1月7日付産経新聞 オピニオン面 数学者の藤原正彦氏の寄稿

政治資金パーティでの政治資金規正法に触れる裏金隠しが起きた真因について分析している。

”福沢諭吉は「学問のすすめ」の中で、「この人民ありてこの政治あるなり」と喝破した。政治は国民の鏡ということである。すなわち、「政治とカネ」は、国民が正直と誠実をないがしろにするようになったことの鏡像にすぎないのだ。”

”ということは、不正直や不誠実は、自民党ばかりでなく野党をも含めた国会議員、さらには県会議員、市会議員にも広がっているはずである。不正直や不誠実はビッグモーターやダイハツだけでなく、程度の差こそあれ、ほとんどすべての企業で、いや、ほとんどすべての組織で行われ、看過され、隠蔽されているのではないか。”

”日本人の道徳について古くは三世紀の「魏志倭人伝」に、「盗みや訴訟をせず礼儀正しい」と記されている。十六世紀に布教に来たザビエルは、「礼節や名誉を尊ぶ」と書いたし、十八世紀に長崎出島に来たスウェーデン人医師ツェンベリーは、「率直にして公正、正直にして誠実、勇敢にして不屈」と記した。”
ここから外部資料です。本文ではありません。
Issue #1115, opened 2021-02-01
Not support postgres function?


WenSteven:
**Describe the bug**
my sql is :
`SELECT count(*)
    FROM customers
    WHERE 1 =1 and (created_at at time zone 'Asia/Shanghai')::date = '2021-02-01'::date`
and would get exception:
`
Caused by: net.sf.jsqlparser.JSQLParserException: Encountered unexpected token: "at" <S_IDENTIFIER>
    at line 3, column 32.

Was expecting one of:

    "&"
    "&&"
    ")"
    "::"
    "<<"
    ">>"
    "AND"
    "COLLATE"
    "OR"
    "["
    "^"
    "|"

	at net.sf.jsqlparser.parser.CCJSqlParserUtil.parseStatements(CCJSqlParserUtil.java:188) ~[jsqlparser-4.0.jar:na]
	at net.sf.jsqlparser.parser.CCJSqlParserUtil.parseStatements(CCJSqlParserUtil.java:176) ~[jsqlparser-4.0.jar:na]
	at com.baomidou.mybatisplus.core.parser.AbstractJsqlParser.parser(AbstractJsqlParser.java:62) ~[mybatis-plus-core-3.3.2.jar:3.3.2]
	... 105 common frames omitted
Caused by: net.sf.jsqlparser.parser.ParseException: Encountered unexpected token: "at" <S_IDENTIFIER>
    at line 3, column 32.

Was expecting one of:

    "&"
    "&&"
    ")"
    "::"
    "<<"
    ">>"
    "AND"
    "COLLATE"
    "OR"
    "["
    "^"
    "|"

	at net.sf.jsqlparser.parser.CCJSqlParser.generateParseException(CCJSqlParser.java:26538) ~[jsqlparser-4.0.jar:na]
	at net.sf.jsqlparser.parser.CCJSqlParser.jj_consume_token(CCJSqlParser.java:26377) ~[jsqlparser-4.0.jar:na]
	at net.sf.jsqlparser.parser.CCJSqlParser.AndExpression(CCJSqlParser.java:8531) ~[jsqlparser-4.0.jar:na]
	at net.sf.jsqlparser.parser.CCJSqlParser.OrExpression(CCJSqlParser.java:8400) ~[jsqlparser-4.0.jar:na]
	at net.sf.jsqlparser.parser.CCJSqlParser.Expression(CCJSqlParser.java:8371) ~[jsqlparser-4.0.jar:na]
[...]

Issue #214, opened 2016-01-28
Not parsing the sql with "AT TIME ZONE" operator


chandansh:
I am parsing a query with "AT TIME ZONE" operator and getting the error.

query: select systimestamp AT TIME ZONE 'US/Eastern' from dual;

error: net.sf.jsqlparser.JSQLParserException
    at net.sf.jsqlparser.parser.CCJSqlParserUtil.parse(CCJSqlParserUtil.java:51)
    at com.sabre.apd.as.cem.ixintegration.ChandanTest1.main(ChandanTest1.java:56)
    at sun.reflect.NativeMethodAccessorImpl.invoke0(Native Method)
    at sun.reflect.NativeMethodAccessorImpl.invoke(NativeMethodAccessorImpl.java:57)
    at sun.reflect.DelegatingMethodAccessorImpl.invoke(DelegatingMethodAccessorImpl.java:43)
    at java.lang.reflect.Method.invoke(Method.java:606)
    at com.intellij.rt.execution.application.AppMain.main(AppMain.java:134)
Caused by: net.sf.jsqlparser.parser.ParseException: Encountered " <S_IDENTIFIER> "TIME "" at line 1, column 111.
Was expecting one of:
    <EOF> 
    "INTO" ...
    "FROM" ...
    "WHERE" ...
    "FOR" ...
    "GROUP" ...
    "HAVING" ...
    "START" ...
    "CONNECT" ...

PR #1196, opened 2021-05-14
Add support for AT TIME ZONE expressions

tomershay:
Adding support for AT TIME ZONE expressions, used for example in PostgreSQL.
Sample usages:
`SELECT creation_date AT TIME ZONE 'UTC';`
`SELECT DATE(date1 AT TIME ZONE 'UTC' AT TIME ZONE 'australia/sydney') AS another_date;`

This PR doesn't cover all time zone related options that can be done on an expression, but is only a start.

Documentation and samples (some of the capabilities described aren't yet supported):
https://www.postgresql.org/docs/9.2/functions-datetime.html#FUNCTIONS-DATETIME-ZONECONVERT
https://www.enterprisedb.com/postgres-tutorials/postgres-time-zone-explained

This PR potentially fixes or makes progress with issues: #214, #1115


tomershay:
@wumpz, can you please share if there is a way to add further tests to increase coverage for the uncovered parts? Didn't see a way to do that as part of the existing testing suite. Thanks!

manticore-projects:
Greetings @tomershay, I ran into the same issue a few days ago.

1) The Coveralls checks if each line of the Java Code has been executed/touched by your tests and the Details Report will show you which Java Code lines have NOT been touched

2) You will need to write tests, which trigger these Java Code Lines.

An over simplified example:
```java
private int foo(int i) {
    if (i>0) {
         return 1;
    } else {
         return 0;
   }
}

@test 
private void fooTest() {
    assertEquals(1, foo(1));
}
```

The test above will execute the `foo()` method but will not run through all code lines and Coveralls would complain, that `else return(0)` is never touched.

You would need to add another test, that triggers that part.

wumpz:
@tomershay Thx for adding this.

”幕末に日米修好通商条約を結び六年近く日本に滞在した米外交官タウンゼント・ハリスはこう記した。「この国には一見したところ富者も貧者もいない。人民の本当の幸福の姿とはこういうものだろう。私は時々、日本を開国させ外国の影響にさらずことが、果たして彼等をより幸福にするかどうか、疑ってしまう。日本は世界中のどの国とも違い、質素と正直の黄金時代にあるからである」。”

"明治の文明開花以来、西洋からの新しい思潮にすぐに飛びつくという悪弊が生まれた。帝国主義、マルキシズム、ファシズム、そして戦後は、原爆投下という大罪を犯したアメリカの自己正当化にすぎないGHQ史観に他愛なく染まり、反日史観にとりつかれ、グローバリズムに流されている。”

”慈愛、誠実、惻隠(弱者への涙)、勇気、卑怯を憎む、などを主とする武士道精神までが衰微したのは大きかった。日本人は形を失ったのである。”

”哲学者の唐木順三は「現代史への試み」でこんな趣旨のことを述べた。「基盤となる形を持たない個性は新しい思潮に常に圧倒される」。”

”家庭と学校で、古くからあった日本人の情緒と形を育むことが、日本の迷走を食い止める唯一の根本策である。”